# Sky Receiver verbinden mit TFT



## CaSiR-oMaT (10. Juli 2009)

hallo leute 
hoffe ihr könnt mir en bissl weiterhelfen...
also habe mir jez das multimedia abo SKY geholt...
nur mein "kleines" problem habe bisher nur son klenen Fernsher, ende des jahres komm ein t260hd welcher dann als ausgabebildschirm fungiert...
nur ich hätte gerne das ich sky auf nem größeren bildschirm sehen kann bis dahin...
nun:
ich habe mir gedacht das vllt mein aktueller 22" TFT von Samsung ( SyncMaster 223BW) diesen Dienst übernehmen könnte...nun is das problem das dieser aba nur ein vga und einen dvi anschluss hat und der receiver von sky eben nur einen scart anschluss...
wisst ihr ein möglichkeit wie man den receiver nun so mit dem tft  verbinden kann das ich das bild als ausgabe auf dem tft sehen kann...?
ich weiß das es zb scart to hdmi wandler gibt nur diese sind mir mit über 100 € als zwischenlösung dann doch zu teuer...
hoffe auf baldige antwort 
mfg casir-omat


----------



## Herbboy (10. Juli 2009)

diese konverter gibt es nicht ohne grund. es ist nälich wirklich ne art "grafikkarte" nötig. einfach per adapter geht das nicht. lediglich manche beamer haben nen scart, der auch VGA "versteht" und per adaüter nutzbar wäre.

aber ne typsiche multimedia scart-quelle an einen normalen PC-monitor => teurer konverter nötig.

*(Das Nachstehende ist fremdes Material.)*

PR #3126, opened 2024-01-03
HTTP2 Response Compression/Request Decompression

### LINKED ISSUE #3125: Response compression handler not added for HTTP2 requests
### Describe the bug

I noticed the response compression didn't work for HTTP2 requests, because the `addVaporHTTP2Handlers()` method doesn't seem to add the handlers like the HTTP1 handler does.

### To Reproduce

1. Configure an app with TLS and the following lines:
```swift
    app.http.server.configuration.responseCompression = .enabled
    app.http.server.configuration.supportVersions = [.one, .two]
```

2. Access the route via Safari
3. Notice requests aren't compressed. Removing the `supportedVersions` line (and thus HTTP2) enables compression as expected.

HTTP1.1:
image

HTTP2:
image

### Expected behavior

Responses should be compressed when accessed over typical browsers.

### Environment

* Vapor Framework version: 4.87.1
* Vapor Toolbox version: 18.7.4
* OS version: macOS 14.1.2

dimitribouniol:
Fixed an issue where HTTP2 didn't support response compression and request decompression.

It seems like it may have been omitted when adding explicit support for HTTP2. Not sure what to do about testing as I couldn't find any tests for the HTTP1.1 pathway, but I did verify it works in my pet project 😅 

Fixes #3125

### DIFF
--- a/Tests/VaporTests/ServerTests.swift
+++ b/Tests/VaporTests/ServerTests.swift
@@ -264,7 +264,7 @@ final class ServerTests: XCTestCase {
             struct Nothing: Codable {}
             XCTAssertNoThrow(try JSONDecoder().decode(Nothing.self, from: body))
         } else {
-            XCTFail()
+            XCTFail("Missing response.body")
         }
     }
     
@@ -277,9 +277,9 @@ final class ServerTests: XCTestCase {
         let smallBody = ByteBuffer(base64String: "H4sIAAAAAAAAE/NIzcnJ11Eozy/KSVEEAObG5usNAAAA")! // "Hello, world!"
         let bigBody = ByteBuffer(base64String: "H4sIAAAAAAAAE/NIzcnJ11HILU3OgBBJmenpqUUK5flFOSkKJRmJeQpJqWn5RamKAICcGhUqAAAA")! // "Hello, much much bigger world than before!"
         
-        // Max out at the smaller payload (.size is of compressed data)
+        // Max out at the smaller payload (.size is of uncompressed data)
         app.http.server.configuration.requestDecompression = .enabled(
-            limit: .size(smallBody.readableBytes)
+            limit: .size(smallOrigString.utf8.count)
         )
         app.post("gzip") { $0.body.string ?? "" }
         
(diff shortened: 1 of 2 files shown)


gwynne:
I couldn't tell you why for the life of me, but IIRC this omission was deliberate.

@0xTim @Lukasa Can you provide any insights here?

0xTim:
Probably just missed when we added compression support. I can't think of anything against it

dimitribouniol:
Linking https://github.com/vapor/vapor/pull/2214 which seems to have been when it was modernized, though HTTP2 didn't have any support then either.

dimitribouniol:
Rebased the merge conflict — this has been working well for me over the past few weeks of use, and could really help reduce the amount of data transmitted when large JSON objects are sent out over HTTP/2.

dimitribouniol:
Since it's been a month, figured I'd check in to see if there are still unknowns to figure out here.

Tests/VaporTests/ServerTests.swift
```diff
@@ -314,6 +314,364 @@ final class ServerTests: XCTestCase {
...
+            request.body = ByteBuffer(data: compressedPayload)
+        }.wait()
+        
+        if let body = unsupportedCompressedResponse.body {
+            let decodedResponse = try JSONDecoder().decode(TestResponse.self, from: body)
+            XCTAssertEqual(decodedResponse.contentString, String(decoding: compressedPayload, as: UTF8.self))
+            XCTAssertEqual(decodedResponse.contentLength, compressedPayload.count)
+        } else {
+            XCTFail()
+        }
```
dimitribouniol, line 382: Probably better as a follow-up PR, but a question regarding this currently working behavior: Should this actually be rejected, because the server explicitly doesn't support request decompression? I can file an issue if there is agreement here.

gwynne: I would have thought this would be rejected. @0xTim Any thoughts?

0xTim: Yeah I think the server should reject the request in this case

0xTim: We should probably return a 415 in this case

Tests/VaporTests/ServerTests.swift
```diff
@@ -314,6 +314,364 @@ final class ServerTests: XCTestCase {
...
+        
+        if let body = unsupportedNoncompressedResponse.body {
+            let decodedResponse = try JSONDecoder().decode(TestResponse.self, from: body)
+            XCTAssertEqual(decodedResponse.content, compressedPayload)
+            XCTAssertEqual(decodedResponse.contentLength, compressedPayload.readableBytes)
+        } else {
+            XCTFail("Missing unsupportedNoncompressedResponse.body")
+        }
+        
+        // TODO: The server should probably reject this?
```
0xTim, line 370: Yeah I agree with this. Though it's not the end of the world. I do think we should probably default to enabled for request decompression, what do you think @gwynne ?

0xTim (approved):
Looks good to me! I agree we should reject the request if it's compressed and it's been disabled but I also think we should enable request decompression by default. Happy to discuss this in a new PR though

Tests/VaporTests/ServerTests.swift
gwynne: Agreed; as far as I know, there's no reason not to allow it by default, notwithstanding such bugs as https://github.com/swift-server/async-http-client/issues/739

dimitribouniol: Funnily enough, I wasted probably close to an hour due to that default ratio of 10 wondering why the tests were failing with my test strings. The .size constraint is relative to the _decompressed_ size, so it might make more sense to have that be the default constraint for decompression on both the server and client.

PR #3129, opened 2024-01-05
fix: problem of '%2B' being decoded into ' ' in URL

Raymond-HuangL:

### DIFF
--- a/Sources/Vapor/URLEncodedForm/URLEncodedFormDecoder.swift
+++ b/Sources/Vapor/URLEncodedForm/URLEncodedFormDecoder.swift
@@ -111,7 +111,7 @@ public struct URLEncodedFormDecoder: ContentDecoder, URLQueryDecoder {
     ///   - url: ``URI`` to read the query string from
     ///   - userInfo: Overrides the default coder user info
     public func decode<D>(_ decodable: D.Type, from url: URI, userInfo: [CodingUserInfoKey: Any]) throws -> D where D : Decodable {
-        try self.decode(D.self, from: url.query ?? "", userInfo: userInfo)
+        try self.decode(D.self, from: url.percentEncodedQuery ?? "", userInfo: userInfo)
     }
 
     /// Decodes an instance of the supplied ``Decodable`` type from a ``String``.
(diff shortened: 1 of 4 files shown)


gwynne:
The conversion of `+` to `%20` is correct for the modern specification of URIs (per RFC 3986); `+` has always been a legacy encoding. Converting it to `%2B` is re-encoding, not decoding. Can you be more detailed about the problem you're trying to solve?

dimitribouniol:
> I have a url parameter like 'number=+123'. When I read using request.query[String.self, at: "number"], I get ' 123', but I need '+123'. I tried 'number=%2B123', same result. Changing this can meet my needs

Would it be better to add a configurable decoder for these, then the default can remain, but this behavior can be turned off if needed?

gwynne:
Your input is incorrectly encoded by spec; your parameter should be written as `number=%2B123`

gwynne:
(to be 100% precise, by spec Vapor's decoding should not be translating `+` to ` ` at all - or anything else, for that matter - but this behavior is necessary to maintain legacy compatibility; we can't drop it until Vapor 5)

Raymond-HuangL:
I understand why I can't modify this, and I noticed that the fundamental problem is that `%2B` has been decoded into ` `. The input parameter `query` of this method `func parse(_ query: String)`, should be an encoded query string. So, I reverted the commit and modified the place where the query is passed in. After that, everything is satisfactory.

'number=+123' will be decoded to ' 123'.
'number=%2B123' will be decoded to '+123'.

0xTim:
@gwynne was this resolved in #3140

gwynne:
> @gwynne was this resolved in #3140

This PR is unrelated; the OP is asking for an incompatible (and spec-violating) change to preexisting semantics which were not affected by the URI issues.

gwynne:
@0xTim Ignore my former comments. Yes, this was superseded by #3140; I wasn't tracking it as a URI-related issue as the PR was originally trying to make an incompatible change (and I hadn't seen the subsequent update).

gwynne:
@Raymond-HuangL Can you confirm that https://github.com/vapor/vapor/releases/tag/4.92.0 resolved this problem for you?

Raymond-HuangL:
Yes, I see my problem is solved in this Vapor 4.92.0, thank you all

PR #3278, opened 2025-01-05
Pass session to cookie session factory allowing to modify cookie based on session data

rafalwojcik:
### Motivation

I was struggling to implement a “Remember me” feature for user login. Even after adding middleware like the snippet below, the SessionMiddleware kept overriding my cookie values.

```swift
struct ExtendSessionMiddleware<A: Authenticatable>: AsyncMiddleware {
    let authenticableType: A.Type

    init(authenticableType: A.Type) {
        self.authenticableType = authenticableType
    }

    func respond(to req: Request, chainingTo next: AsyncResponder) async throws -> Response {
        guard
            req.auth.has(authenticableType),
            let rememberMe = Bool(req.session.data["remeberMe"] ?? "")
        else { return try await next.respond(to: req) }

        let response = try await next.respond(to: req)

        let extendTime: TimeInterval = rememberMe ? 7 * 24 * 60 * 60 : 24 * 60 * 60
        let expiresAt = Date().addingTimeInterval(extendTime)

        let cookieName = req.application.sessions.configuration.cookieName
        if var cookie = req.cookies[cookieName] {
            cookie.expires = expiresAt
            cookie.maxAge = Int(extendTime)
            response.cookies[cookieName] = cookie
        }

        return response
    }
}
```

### Idea

My proposed solution is to pass the session itself to the cookie factory. This approach allows reading session values set during user login and overriding the default session behavior.

### Usage

```swift
var config = SessionsConfiguration.default()
config.cookieFactory = { sessionID, session in
    let rememberMe = Bool(session.data["remeberMe"] ?? "")
    let time: TimeInterval = (rememberMe ?? false) ? 7 * 24 * 60 * 60 : 24 * 60 * 60
    let expiresAt = Date().addingTimeInterval(time)
    return .init(string: sessionID.string, expires: expiresAt)
}
application.middleware.use(SessionsMiddleware(session: application.sessions.driver, configuration: config))
```

With this code, the session expires after one day if the user doesn’t select “Remember me,” and after seven days if they do.

### Question
Is there another way to solve this issue without requiring any changes from my PR?

### DIFF
--- a/Sources/Vapor/Sessions/SessionsConfiguration.swift
+++ b/Sources/Vapor/Sessions/SessionsConfiguration.swift
@@ -3,7 +3,7 @@ import Foundation
 /// Configuration options for sessions.
 public struct SessionsConfiguration: Sendable {
     /// Creates a new `HTTPCookieValue` for the supplied value `String`.
-    public var cookieFactory: @Sendable (SessionID) -> HTTPCookies.Value
+    public var cookieFactory: @Sendable (SessionID, Session) -> HTTPCookies.Value
 
     /// Name of HTTP cookie, used as a key for the cookie value.
     public var cookieName: String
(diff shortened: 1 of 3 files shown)


MurdoqZodoq (approved):

rafalwojcik:
I'm writing tests now for this functionality

0xTim:
This is a no go at the moment as it changes the public API. Here's an example of doing it via middleware https://github.com/brokenhandsio/SteamPress/blob/vapor4/Sources/SteamPress/Middleware/BlogRememberMeMiddleware.swift

rafalwojcik:
@0xTim, unfortunately, the above solution doesn't work with Vapor 4. I can understand that breaking public API won't go to the Vapor 4 release. Could you consider including it in Vapor 5?

rafalwojcik:
@0xTim  I've rebased changes over `vapor-5` branch and updated PR base

0xTim:
We can definitely look at improving the usability and API for Vapor 5. But that solution should work fine for Vapor 4 since I built it for that

rafalwojcik:
Hmm, I've tried almost all things, and `SessionsMiddleware` is always called at the end of the middleware chain, so it overrides cookie value.

0xTim:
Register the remember me middleware before the sessions middleware and it should work

rafalwojcik:
When I registered it, before I couldn't access session because it not initalized and fatalError is triggered.

MurdoqZodoq (approved):

PR #3280, opened 2025-01-11
Adds Support for Tracing Header Extraction

NeedleInAJayStack:
This adds header extraction support for tracing backends as described in [this document](https://swiftpackageindex.com/apple/swift-distributed-tracing/main/documentation/tracing/instrumentyourlibrary#Handling-inbound-requests). In the context of OTEL, this is used to correlate trace data across the HTTP boundary by passing the `traceparent` and `tracestate` header, as [documented here](https://www.w3.org/TR/trace-context/#header-name) and implemented in the [swift-otel package here](https://github.com/swift-otel/swift-otel/blob/main/Sources/OTel/Tracing/Propagating/OTelW3CPropagator.swift).

It also adds a closure to `TracingMiddleware` that allows users to set custom span metadata on requests.

Finally, it fixes a few warnings caused by the MiddlewareTest function introduced in https://github.com/vapor/vapor/pull/3253

### DIFF
--- a/Sources/Vapor/Middleware/TracingMiddleware.swift
+++ b/Sources/Vapor/Middleware/TracingMiddleware.swift
@@ -16,7 +16,9 @@ public final class TracingMiddleware: AsyncMiddleware {
     }
     
     public func respond(to request: Request, chainingTo next: any AsyncResponder) async throws -> Response {
-        let parentContext = request.serviceContext
+        var parentContext = request.serviceContext
+        InstrumentationSystem.instrument.extract(request.headers, into: &parentContext, using: HTTPHeadersExtractor())
+        
         return try await withSpan(
             // Name: https://opentelemetry.io/docs/specs/semconv/http/http-spans/#name
             request.route?.description ?? "vapor_route_undefined",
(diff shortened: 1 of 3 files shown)


Sources/Vapor/Middleware/TracingMiddleware.swift
```diff
@@ -66,3 +80,16 @@ public final class TracingMiddleware: AsyncMiddleware {
         }
     }
 }
+
+// Allows backends to extract information from the request headers. For example, in OTel W3C, this allows frontend/backend
+// correlation using the `traceparent` and `tracestate` headers. For more information, see
```
gwynne, line 85: See what?

NeedleInAJayStack: Oh my gosh, great catch 🤦. I added the missing link here.

Sources/Vapor/Middleware/TracingMiddleware.swift
```diff
@@ -4,10 +4,21 @@ import Tracing
...
 public final class TracingMiddleware: AsyncMiddleware {
-    public init() {}
+    private let setCustomAttributes: @Sendable (inout SpanAttributes, Request) -> Void
+    
+    /// Create a TracingMiddleware
+    /// - Parameter setCustomAttributes: Closure that allows setting custom span attributes for a particular request. A custom span attribute could be extracted from a request
+    /// header, for example. This closure is called during span creation on every request, so should be lightweight.
+    public init(
+        setCustomAttributes: @escaping @Sendable (inout SpanAttributes, Request) -> Void = { _, _ in }
+    ) {
```
gwynne, line 14: This will get rid of the API breakage complaint (which is for once technically correct).

```suggestion
    public init() {
        self.setCustomAttributes = { _, _ in }
    }
    
    public init(
        setCustomAttributes: @escaping @Sendable (inout SpanAttributes, Request) -> Void
    ) {
```

NeedleInAJayStack: Oh huh, I guess I thought adding a parameter with a default value was non-breaking. In any case, I've adjusted to your suggestion.

0xTim: Technically it's a break but normally we don't treat it as such in Vapor. It does however keep the API checker quiet

0xTim (approved):
Thanks!

PR #3289, opened 2025-01-23
Fix `request.body.data` becomes nil instead of empty when the request body is empty

### LINKED ISSUE #3288: Unable to Decode Empty Body
### Describe the issue

`request.content.decode(Foo.self)` consistently fails when the body is empty, which is not the desired behavior

### Vapor version

4.111.1

macOS 15.2

### Swift version

Apple Swift version 6.0.3 (swiftlang-6.0.3.1.10 clang-1600.0.30.1) Target: arm64-apple-macosx15.0

### Steps to reproduce

- Server

```swift
import Vapor

let app = try await Application.make()

struct PostBody: Decodable {
    var value: String?
}

app.routes.post("foo") { request in
    let body = try request.content.decode(PostBody.self)
    return body.value ?? "empty"
}

try await app.execute()
```

- Client

```sh
curl 'http://localhost:8080/foo' \
-X 'POST' \
-H 'Content-Type: application/x-www-form-urlencoded'
```

- Client output

```
{"error":true,"reason":"Unprocessable Entity"}
```

output should be `empty`.

### Outcome

When using `application/x-www-form-urlencoded`, even if the body is empty, decoding should succeed as long as all properties of the type being decoded are optional.
However, this currently results in an error due to the following lines:
https://github.com/vapor/vapor/blob/8589cb562feab069f2563bdcdeb8f9608a07a2c7/Sources/Vapor/Request/Request.swift#L141-L144

I believe this issue arises because when Vapor reads the request, it leaves `request.bodyStorage` as `.none` if the body is empty. It should instead set `.collected(ByteBuffer())` to explicitly denote that the body is empty.

### Additional notes

_No response_

sidepelican:
When parsing a request, if it is determined that the body is empty, the `request.bodyStorage` is set to `.collected(ByteBuffer())`, resulting in `request.body.data` being empty data.
This ensures that even with an empty body, such as with `x-www-form-urlencoded`, decoding can proceed correctly.

- Fixes: https://github.com/vapor/vapor/issues/3288

### DIFF
--- a/Sources/Vapor/HTTP/Server/HTTPServerRequestDecoder.swift
+++ b/Sources/Vapor/HTTP/Server/HTTPServerRequestDecoder.swift
@@ -105,6 +105,7 @@ final class HTTPServerRequestDecoder: ChannelDuplexHandler, RemovableChannelHand
             switch self.requestState {
             case .ready: assertionFailure("Unexpected state: \(self.requestState)")
             case .awaitingBody(let request):
+                request.bodyStorage.withLockedValue { $0 = .collected(ByteBuffer()) }
                 context.fireChannelRead(self.wrapInboundOut(request))
             case .awaitingEnd(let request, let buffer):
                 request.bodyStorage.withLockedValue { $0 = .collected(buffer) }
--- a/Tests/VaporTests/ContentTests.swift
+++ b/Tests/VaporTests/ContentTests.swift
@@ -154,6 +154,32 @@ final class ContentTests: XCTestCase {
         }
     }
 
+    func testContentContainerDecodeEmptyBody() throws {
+        struct FooContent: Content, Equatable {
+            var message: String?
+        }
+        struct FooDecodable: Decodable, Equatable {
+            var message: String?
+        }
+
+        let app = Application(.testing)
+        defer { app.shutdown() }
+
+        app.routes.post("decode") { req async throws -> String in
+            XCTAssertEqual(try req.content.decode(FooContent.self), FooContent())
+            XCTAssertEqual(try req.content.decode(FooDecodable.self, as: .urlEncodedForm), FooDecodable())
+            return "decoded!"
+        }
+
+        // INFO: The .inMemory tester cannot make requests with an empty body
+        try app.testable(method: .running(port: 0)).test(.POST, "/decode") { req in
+            req.headers.contentType = .urlEncodedForm
+        } afterResponse: { res in
+            XCTAssertEqual(res.status, .ok)
+            XCTAssertContains(res.body.string, "decoded!")
+        }
+    }
+
     func testMultipartDecode() throws {
         let data = """
         --123\r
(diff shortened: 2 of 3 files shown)


0xTim:
I don't actually think this is the right approach as it could have unintended consequences for other decoders. Especially JSON - that should fail without a body. I think this should be fixed inside the URL form decoder

sidepelican:
I think it would be the same if the JSON decoder handled it internally.
The crux of the problem is that it's impossible to distinguish whether the request body was empty or cannot read.

sidepelican:
This issue is not limited to the URL form decoder; it is a broader problem that affects all decoders that can accept an empty body.
I think many people are not aware of the problem because they only use JSON.

sidepelican:
@0xTim Could you review this?

sidepelican:
@0xTim  Sorry, I might have caused some confusion with my explanation.

No matter how much we tweak `FormDataDecoder`, it won’t resolve this issue. That’s because if `body.data` becomes `nil`, the process doesn’t even reach `FormDataDecoder`.

The error occurs here:

https://github.com/vapor/vapor/blob/1fdd1c2ff090427476f534fcc9b9eb45a195c390/Sources/Vapor/Request/Request.swift#L141-L144

This handling works fine for JSONDecoder, but it may not be correct for other decoders.
That said, I don’t think this handling itself is the problem. The real issue, in my view, is that there are cases where the body is being read correctly, yet `request.body.data` still ends up as `nil`. That’s why I went with the approach in this PR.

gwynne:
This makes sense to me; if the lack of a body never reaches the decoders, the decoders can't make their respective decisions about how to handle it. I'm not sure what else a change at this level might affect, though.

0xTim:
This would be a major break, removing automatic error handling and unprocessible responses in existing code. What we probably need to do is have a look up one decoders to see what can have an empty body and use the content type header to determine which to use. I'm pretty sure this is only applicable to url encoded forms

0xTim:
@sidepelican Where did you hit this bug? Because I'm trying to dig through the URI/HTTP spec to ensure that no body is actually valid (as opposed to an empty body)

sidepelican:
@0xTim  
The server-side source code is described in: https://github.com/vapor/vapor/issues/3288

The browser-side HTML is in the following format:

```html
<form action="/list" method="POST">
<input type="hidden" name="filter" value="some filtering text">
</form>
```

The following line is added only when performing an advanced search:
`<input type="hidden" name="filter" value="some filtering text">`

On a certain list page, the form is used without any parameters under normal circumstances, but when the user performs an advanced search, a form with filtering parameters is used instead.
I’d like to handle this on the server side with a single endpoint.

```swift
struct PostBody: Decodable {
    var filter: String?
}
```

I want to receive the data in this format, but currently, it cannot handle in vapor.

0xTim:
Ok I see what you mean. I think right now, especially Vapor 4, this probably just falls underneath unsupported behaviour. The spec isn't very clear about whether no body is the same as an empty body and it's probably up to implementors to decide.

For your use case you have a couple of options - check the length of the body before decoding, check headers or just wrap the decode in a `do`/`catch`

PR #3295, opened 2025-01-29
Add VaporTesting to api-docs.yml

fpseverino:

### DIFF
--- a/.github/workflows/api-docs.yml
+++ b/.github/workflows/api-docs.yml
@@ -10,5 +10,5 @@ jobs:
      secrets: inherit
      with:
        package_name: vapor
-       modules: Vapor,XCTVapor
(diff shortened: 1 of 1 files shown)


.github/workflows/api-docs.yml
```diff
@@ -10,5 +10,5 @@ jobs:
      secrets: inherit
      with:
        package_name: vapor
-       modules: Vapor,XCTVapor
+       modules: Vapor,XCTVapor,VaporTesting
        pathsToInvalidate: /vapor/* /xctvapor/*
```
gwynne, line 14: This needs to be updated too.

gwynne (changes requested):

gwynne (approved):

du könntest aber not mit dem nützlichen verbinden: verkauf deinen receiver und kauf einen neuen mit HDMI. je nach dem, was dein receiver so wert ist, kostet dich das dann natürlich mehr als nur ein adapterkabel, aber weniger als ein konverter, und danach hättest du halt auch HDMI für deinen fernseher, was in jedem falle im zweifel immer besser is als scart.


----------



## CaSiR-oMaT (11. Juli 2009)

hmm danke werde mich mal diesbezüglich umhören


----------



## CaSiR-oMaT (12. Juli 2009)

erstmal sry fürn den Doppelpost....
aba hab ne andere frage...
könnte ich den receiver nicht auch an den pc anschließen?
hab an meiner graka en s-video ausgang un en adapter auf yuv...bzw auch auf video cinch...
gibts nich solche adapter von scart auf yuv bzw scart auf video cinch un könnte ich dann nicht den receiver darüber an den pc anschließen?
mfg


----------



## Herbboy (12. Juli 2009)

CaSiR-oMaT schrieb:


> hab an meiner graka en s-video *ausgang*


  klingelt's ?


----------



## CaSiR-oMaT (12. Juli 2009)

ja das is klar xDD
hab meiner ma ihre tv karte abschwatzen können...da is en video IN drann
wie verbinde ich das jetzt am besten?


----------



## CaSiR-oMaT (13. Juli 2009)

nochmal sry für doppelpost...
ehmm is da en scart to yuv am besten geeignet?


----------



## Herbboy (13. Juli 2009)

wofür jetzt? deine graka hat keinen EINgang, da nutz auch ein adapter nix. oder hast du eine vivo-karte?


----------



## CaSiR-oMaT (13. Juli 2009)

ja das meien graka keine eingang hat is mri klar xD
btw was is vivo? das hier is meine graka
ALTERNATE - HARDWARE - Grafik - PCIe-Karten ATI - Radeon HD4000 - Sapphire HD4870
habe meine mutrer ihre tv karte abschwatzen können...
die hat nen video in is aba ne ältere von terratec...genaues modeel ka jedenfalls en video in xD
un auf video in habe ich einen adapter...
einen auf yuv un einen auf video cinch...
was is dannd ie beste lösung per scart das anschließen zu könnne?

modell der tv karte :
*Cinergy 600 TV*


----------